Summary
In People ex rel. Niagara River Hydraulic Co. v. Roberts (30 App. Div. 180; affd. unanimously without opinion in 157 N.Y. 676), where certain unimproved real estate was held for a number of years but no active business was done by the company, it was held that there was no liability for the franchise tax inasmuch as there was no capital employed within the State.
Summary of this case from People ex rel. Waclark Realty Co. v. GausOpinion
May Term, 1898.
Edward C. Perkins and J. Burnet Nash, for the relator
G.D.B. Hasbrouck, Deputy Attorney-General, for the respondent.

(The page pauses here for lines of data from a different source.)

PR #278, opened 2020-11-25
CI: add backwards compatibility check

### LINKED ISSUE #275: CI: check for backward incompatible changes
the idea: run the snapshot tests with the qemu-run from defmt v0.1.0 
this should be more or less equivalent to running probe-run 0.1.4 (the first probe-run with defmt support) against the latest version of defmt 0.1.x and that setup should always work

japaric:
the check runs the snapshot tests against decoder v0.1.0
the tests must produce the same output even if they are decoder using the oldest v0.1.x decoder
closes #275

### DIFF
--- a/.github/workflows/ci.yml
+++ b/.github/workflows/ci.yml
@@ -122,3 +122,8 @@ jobs:
     - name: Build and Run QEMU tests
       working-directory: firmware/qemu
       run: ./test.sh
+    - name: Backward compatibility check against decoder v0.1.0
+      working-directory: firmware/qemu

The contention of the relator is that the tax contemplated by the statute is upon the active use of its capital in its corporate business, not upon the passive holding of it in the form of an unproductive investment.
The learned Attorney-General relies upon the letter of the statute which declares that "every corporation * * * incorporated under any law of this State, * * * except * * * manufacturing corporations carrying on manufacture within this State * * * shall be subject to and pay a tax," etc. (§ 3, chap. 542, Laws of 1880.) As the relator does no manufacturing, it is not exempt upon that ground. ( People v. Horn Silver Mining Co., 105 N.Y. 82; People ex rel. Tiffany Co. v. Campbell, 144 id. 173.)
The franchise tax is imposed upon domestic corporations because of their franchise. It is based upon their capital "employed within this State" and graduated according to dividends earned. In respect to foreign corporations, we do not grant them their franchises, but we permit them to do business here; and, as we should not accord them superior advantages over domestic corporations, we try to impose the same rate of taxation upon them, and thus we tax them upon their business, upon the same basis and scale. In People ex rel. Singer Mfg. Co. v. Wemple ( 150 N.Y. 46) it was held as to a foreign corporation that the money, whether capital or surplus, which it invested in real estate here, not for the transaction of its ordinary business, but for rental, was not "employed within this State" within the meaning of the statute. If capital can be invested without being employed, the case before us seems to be a fair instance of it. Of course, the statute does not contemplate that a foreign corporation shall, in this respect, be more favored than a domestic one, and hence we must hold that the relator was not liable to the franchise tax.
The determination of the Comptroller should be reversed, with fifty dollars costs and disbursements.
All concurred, except PUTNAM, J., dissenting.
Determination of Comptroller reversed, with fifty dollars costs and disbursements.